** REQUIRED WORK **
Line by line, copy out the data that follows.

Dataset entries
PR #861, opened 2021-01-18
chore: fix close for ConnectionManager

samlior:
fix close for ConnectionManager

### DIFF
--- a/src/connection-manager/index.js
+++ b/src/connection-manager/index.js
@@ -160,7 +160,7 @@ class ConnectionManager extends EventEmitter {
       }
     }
 
-    await tasks
+    await Promise.all(tasks)
     this.connections.clear()
   }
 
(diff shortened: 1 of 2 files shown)


vasco-santos (changes requested):
Thanks for fixing this. Can you add a test to avoid future regressions?
The CI failure is not related to this, I will see what is happening there

samlior:
I think this is an obvious bug, no need to add a specific test.

vasco-santos:
> I think this is an obvious bug, no need to add a specific test.

It is a bug, and a test will guarantee that if this code is changed it will not be created again. A simple test should be added [here](https://github.com/libp2p/js-libp2p/blob/master/test/connection-manager/index.node.js#L270) where a peer connects and than immediately after stopping, it should have no connections

samlior:
The PR with master has been rebased, and tests have been added for ConnetionManager.

vasco-santos (approved):
LGTM! Thanks @samlior

PR #856, opened 2021-01-05
feat: rendezvous client

vasco-santos:
Adds rendezvous client

Needs:
- [ ] https://github.com/libp2p/js-libp2p-rendezvous/pull/6

PR #862, opened 2021-01-18
chore: rendezvous example

vasco-santos:
This PR adds the rendezvous usage example.

Needs:

- [ ] https://github.com/libp2p/js-libp2p-rendezvous/pull/6
- [ ] #856 

Other notes:

- In this PR, or as a follow up, we should restructure the `discovery-mechanisms` examples folder. Currently example 1 is bootstrap, 2 mdns and 3 pubsub discovery, while rendezvous was created in a new folder. I think we should create a folder per type of discovery and partially move the Readme content within each context


achingbrain:
Closing due to staleness

PR #863, opened 2021-01-18
chore: use emittery

vasco-santos:
EventEmitter is not isomorphic and using this will be problematic with Webpack5. We should consider changing it in favour of emittery or similar. This will be a breaking change as the API is slightly different.


achingbrain:
Instead of emitter/emittery/etc we're now using [EventTarget](https://developer.mozilla.org/en-US/docs/Web/API/EventTarget) which is part of the language.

** FINISHED TASK **
PR #861, opened 2021-01-18
chore: fix close for ConnectionManager

samlior:
fix close for ConnectionManager

### DIFF
--- a/src/connection-manager/index.js
+++ b/src/connection-manager/index.js
@@ -160,7 +160,7 @@ class ConnectionManager extends EventEmitter {
       }
     }
 
-    await tasks
+    await Promise.all(tasks)
     this.connections.clear()
   }
 
(diff shortened: 1 of 2 files shown)


vasco-santos (changes requested):
Thanks for fixing this. Can you add a test to avoid future regressions?
The CI failure is not related to this, I will see what is happening there

samlior:
I think this is an obvious bug, no need to add a specific test.

vasco-santos:
> I think this is an obvious bug, no need to add a specific test.

It is a bug, and a test will guarantee that if this code is changed it will not be created again. A simple test should be added [here](https://github.com/libp2p/js-libp2p/blob/master/test/connection-manager/index.node.js#L270) where a peer connects and than immediately after stopping, it should have no connections

samlior:
The PR with master has been rebased, and tests have been added for ConnetionManager.

vasco-santos (approved):
LGTM! Thanks @samlior

PR #856, opened 2021-01-05
feat: rendezvous client

vasco-santos:
Adds rendezvous client

Needs:
- [ ] https://github.com/libp2p/js-libp2p-rendezvous/pull/6

PR #862, opened 2021-01-18
chore: rendezvous example

vasco-santos:
This PR adds the rendezvous usage example.

Needs:

- [ ] https://github.com/libp2p/js-libp2p-rendezvous/pull/6
- [ ] #856 

Other notes:

- In this PR, or as a follow up, we should restructure the `discovery-mechanisms` examples folder. Currently example 1 is bootstrap, 2 mdns and 3 pubsub discovery, while rendezvous was created in a new folder. I think we should create a folder per type of discovery and partially move the Readme content within each context


achingbrain:
Closing due to staleness

PR #863, opened 2021-01-18
chore: use emittery

vasco-santos:
EventEmitter is not isomorphic and using this will be problematic with Webpack5. We should consider changing it in favour of emittery or similar. This will be a breaking change as the API is slightly different.


achingbrain:
Instead of emitter/emittery/etc we're now using [EventTarget](https://developer.mozilla.org/en-US/docs/Web/API/EventTarget) which is part of the language.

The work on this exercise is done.